▶ _Exercise brief_: Search the records for "WireAdapterConstructor". Report every line where it occurs.

++++++++++++++++++++

PR #1924, opened 2020-06-12
fix(wire-context): consumerDisconnectedCallback called with duplicates

jodarove:
## Details
This PR fixes 2 issues in [Context Provider for wire adapters](https://github.com/salesforce/lwc-rfcs/blob/master/text/0000-wire-reform.md#context-provider-for-wire-adapters):

1. When no context value is provided, the `consumerDisconnectedCallback` is not called during disconnecting the context consumer wire.
2. After setting multiple context values in the same provider, and disconnecting the contextual wire, `consumerDisconnectedCallback` is incorrectly called multiple times with repeated consumers.

Both issues have the same root cause, which is in how the `disconnectCallback` is provided.

This PR fixes those issues by separating the provision of a new context value, and the provision of the `disconnectedCallback`.

### DIFF
--- a/packages/@lwc/engine-core/src/framework/context-provider.ts
+++ b/packages/@lwc/engine-core/src/framework/context-provider.ts
@@ -6,17 +6,17 @@
  */
 import { isUndefined, ArrayIndexOf } from '@lwc/shared';
 import { guid } from './utils';
-import { WireAdapterConstructor, ContextValue, getAdapterToken, setAdapterToken } from './wiring';
+import {
+    WireAdapterConstructor,
+    ContextValue,
+    getAdapterToken,
+    setAdapterToken,
+    WireContextRegistrationEvent,
+} from './wiring';
 
-interface WireContextInternalProtocolEventDetails {
-    setNewContext(newContext: ContextValue): void;
-    provideDisconnectedCallback(disconnectCallback: () => void): void;
-}
 interface ContextConsumer {
     provide(newContext: ContextValue): void;
 }
-
-interface WireContextEvent extends CustomEvent<WireContextInternalProtocolEventDetails> {}
 
 interface ContextProviderOptions {
     consumerConnectedCallback: (consumer: ContextConsumer) => void;
@@ -42,8 +42,8 @@ export function createContextProvider(adapter: WireAdapterConstructor) {
         const { consumerConnectedCallback, consumerDisconnectedCallback } = options;
         elm.addEventListener(
             adapterContextToken as string,
-            ((evt: WireContextEvent) => {
-                const { setNewContext, provideDisconnectedCallback } = evt.detail;
+            ((evt: WireContextRegistrationEvent) => {
+                const { setNewContext, setDisconnectedCallback } = evt;
 
                 const consumer: ContextConsumer = {
                     provide(newContext) {
@@ -55,7 +55,7 @@ export function createContextProvider(adapter: WireAdapterConstructor) {
                         consumerDisconnectedCallback(consumer);
                     }
                 };
-                provideDisconnectedCallback(disconnectCallback);
+                setDisconnectedCallback(disconnectCallback);
 
                 consumerConnectedCallback(consumer);
                 evt.stopImmediatePropagation();
--- a/packages/@lwc/engine-core/src/framework/context-provider.ts
+++ b/packages/@lwc/engine-core/src/framework/context-provider.ts
@@ -8,16 +8,15 @@ import { isUndefined, ArrayIndexOf } from '@lwc/shared';
 import { guid } from './utils';
 import { WireAdapterConstructor, ContextValue, getAdapterToken, setAdapterToken } from './wiring';
 
-type WireContextDisconnectCallback = () => void;
-type WireContextInternalProtocolCallback = (
-    newContext: ContextValue,
-    disconnectCallback: WireContextDisconnectCallback
-) => void;
+interface WireContextInternalProtocolEventDetails {
+    setNewContext(newContext: ContextValue): void;
+    provideDisconnectedCallback(disconnectCallback: () => void): void;
+}
 interface ContextConsumer {
     provide(newContext: ContextValue): void;
 }
 
-interface WireContextEvent extends CustomEvent<WireContextInternalProtocolCallback> {}
+interface WireContextEvent extends CustomEvent<WireContextInternalProtocolEventDetails> {}
 
 interface ContextProviderOptions {
     consumerConnectedCallback: (consumer: ContextConsumer) => void;
@@ -44,10 +43,11 @@ export function createContextProvider(adapter: WireAdapterConstructor) {
         elm.addEventListener(
             adapterContextToken as string,
             ((evt: WireContextEvent) => {
-                const { detail } = evt;
+                const { setNewContext, provideDisconnectedCallback } = evt.detail;
+
                 const consumer: ContextConsumer = {
                     provide(newContext) {
-                        detail(newContext, disconnectCallback);
+                        setNewContext(newContext);
                     },
                 };
                 const disconnectCallback = () => {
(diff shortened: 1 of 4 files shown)


jodarove:
Short explanation on how context provider works:
```html
<div> <--- context provider
    <x-consumer /> <-- consumer 1
    <x-consumer /> <-- consumer 2
</div>
```
When marking the div as a context provider via `contextualizer` call, you must pass ContextProviderOptions:

```ts
interface ContextProviderOptions {
    consumerConnectedCallback: (consumer: ContextConsumer) => void;
    consumerDisconnectedCallback?: (consumer: ContextConsumer) => void;
}
```
and the callbacks will be called whenever a consumer is connected/disconnected.

When the `consumer` wire is connected/disconnected is only known by the `consumer` itself, therefore a communication protocol between the `consumer` and `provider` must be established, in short:

When a `consumer` is connected, and an internal event is triggered by the consumer in order to register with the `provider`, exposing an interface to allow some manipulation by the `provider`, specifically via:
1. a callback to set a new context in the `consumer`, when needed.
2. a callback to provide the `consumer` with a `disconnectedCallback`, which should be called to notify the `provider` when the `consumer` is disconnected.

Note: the presence of the event is a notification that a new consumer was connected.

Before this pr, 1) and 2) were done using the same callback, therefore:
- if you never set a context value in the provider, the consumer never gets a `disconnectedCallback` to notify.
- if you set multiple context values on the provider, there will be multiple `disconnectedCallback` associated to the same consumer.

packages/integration-karma/test/context/simple-context.spec.js
```diff
@@ -12,6 +12,45 @@ describe('Simple Custom Context Provider', () => {
...
+        const spy = {
+            connected: jasmine.createSpy('connected'),
+            disconnected: jasmine.createSpy('disconnected'),
+        };
+
+        installCustomContext(div, spy, true);
+        // not providing context intentionally
+        div.appendChild(elm);
+
+        expect(spy.connected.calls.count()).toBe(1);
```
pmdartus, line 30: It's preferable to use `toHaveBeenCalledTimes()` instead of `toBe` here: https://jasmine.github.io/api/3.5/matchers.html#toHaveBeenCalledTimes.
If the test starts failing for any reason, it would make the error message easier to read.

packages/integration-karma/test/context/simple-context.spec.js
```diff
@@ -12,6 +12,45 @@ describe('Simple Custom Context Provider', () => {
...
+        };
+        installCustomContext(div, spy);
+        setCustomContext(div, 'almost ready');
+        div.appendChild(elm);
+        setCustomContext(div, 'ready');
+
+        expect(() => {
+            div.removeChild(elm);
+        }).not.toThrowError();
+        expect(spy.disconnected.calls.count()).toBe(1);
```
pmdartus, line 51: Ditto.

packages/@lwc/engine-core/src/framework/wiring.ts
```diff
@@ -90,17 +90,22 @@ function createContextWatcher(
...
                 // TODO: dev-mode validation of config based on the adapter.contextSchema
                 callbackWhenContextIsReady(newContext);
             },
+            provideDisconnectedCallback(disconnectCallback: () => void) {
+                // adds this callback into the disconnect bucket so it gets disconnected from parent
+                // the the element hosting the wire is disconnected
+                ArrayPush.call(wiredDisconnecting, disconnectCallback);
+            },
+        };
+        const internalDomEvent = new CustomEvent(adapterContextToken, {
```
pmdartus, line 105:
```suggestion
        const contextRegistrationEvent = new CustomEvent(adapterContextToken, {
```

packages/@lwc/engine-core/src/framework/context-provider.ts
```diff
@@ -44,17 +43,20 @@ export function createContextProvider(adapter: WireAdapterConstructor) {
         elm.addEventListener(
             adapterContextToken as string,
             ((evt: WireContextEvent) => {
-                const { detail } = evt;
+                const { setNewContext, provideDisconnectedCallback } = evt.detail;
```
caridy, line 46: I'm concern about this... details become mutable payload :(

packages/@lwc/engine-core/src/framework/context-provider.ts
```diff
@@ -8,16 +8,15 @@ import { isUndefined, ArrayIndexOf } from '@lwc/shared';
...
+interface WireContextInternalProtocolEventDetails {
+    setNewContext(newContext: ContextValue): void;
+    provideDisconnectedCallback(disconnectCallback: () => void): void;
+}
 interface ContextConsumer {
     provide(newContext: ContextValue): void;
 }
 
-interface WireContextEvent extends CustomEvent<WireContextInternalProtocolCallback> {}
+interface WireContextEvent extends CustomEvent<WireContextInternalProtocolEventDetails> {}
```
caridy, line 19: maybe making this an actual class that sets readonly own properties on the constructor, to prevent any modification of the event itself.

packages/@lwc/engine-core/src/framework/wiring.ts
```diff
@@ -16,6 +16,36 @@ const DeprecatedWiredParamsMeta = '$$DeprecatedWiredParamsMetaKey$$';
...
+
+export interface WireContextRegistrationEvent
+    extends CustomEvent<undefined>,
+        WireContextInternalProtocolPayload {}
+
+function createWireContextRegistrationEvent(
+    adapterContextToken: string,
+    { setNewContext, setDisconnectedCallback }: WireContextInternalProtocolPayload
+): WireContextRegistrationEvent {
+    const event = new CustomEvent<undefined>(adapterContextToken, {
```
caridy, line 32: why not a class with a constructor doing the expandos?

jodarove: great question (i was about to ask for guidance when i saw your question). i tried to do that, but typescript does not handle it well when is done as an expando (the class should be used in `context-provider.ts`), and i don't know how to achieve the non-configurable, etc, without using decorators (`experimentalDecorators` flag). maybe @pmdartus have some advise here.

alternatively, we can declare a readonly getter, but that can be overridden.

any ideas on how to improve this is welcomed. Ex:
```js
export class WireContextRegistrationEvent extends CustomEvent<undefined> {
    // without this 2, instances of WireContextRegistrationEvent, don't have setNewContext and setDisconnectedCallback.
    public readonly setNewContext: (newContext: ContextValue) => void;
    public readonly setDisconnectedCallback: (disconnectCallback: () => void) => void;

    constructor(
        adapterToken: string, 
        { setNewContext, setDisconnectedCallback }: WireContextInternalProtocolPayload
    ) {
        super(adapterToken, {
            bubbles: true,
            composed: true
        });

        // Without this 2 lines, ts shows 2 errors:
        // TS2564: Property 'setDisconnectedCallback' has no initializer and is not definitely assigned in the constructor.
        // this.setNewContext = setNewContext;
        // this.setDisconnectedCallback = setDisconnectedCallback;

        // and without these, setNewContext and setDisconnectedCallback are configurable, writable.
        defineProperties(this, {
            setNewContext: {
                value: setNewContext,
            },
            setDisconnectedCallback: {
                value: setDisconnectedCallback,
            },
        });
    }
}
```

++++++++++++++++++++

▶ _Answer to this exercise_:
-import { WireAdapterConstructor, ContextValue, getAdapterToken, setAdapterToken } from './wiring';
+    WireAdapterConstructor,
@@ -42,8 +42,8 @@ export function createContextProvider(adapter: WireAdapterConstructor) {
@@ -55,7 +55,7 @@ export function createContextProvider(adapter: WireAdapterConstructor) {
 import { WireAdapterConstructor, ContextValue, getAdapterToken, setAdapterToken } from './wiring';
@@ -44,10 +43,11 @@ export function createContextProvider(adapter: WireAdapterConstructor) {
@@ -44,17 +43,20 @@ export function createContextProvider(adapter: WireAdapterConstructor) {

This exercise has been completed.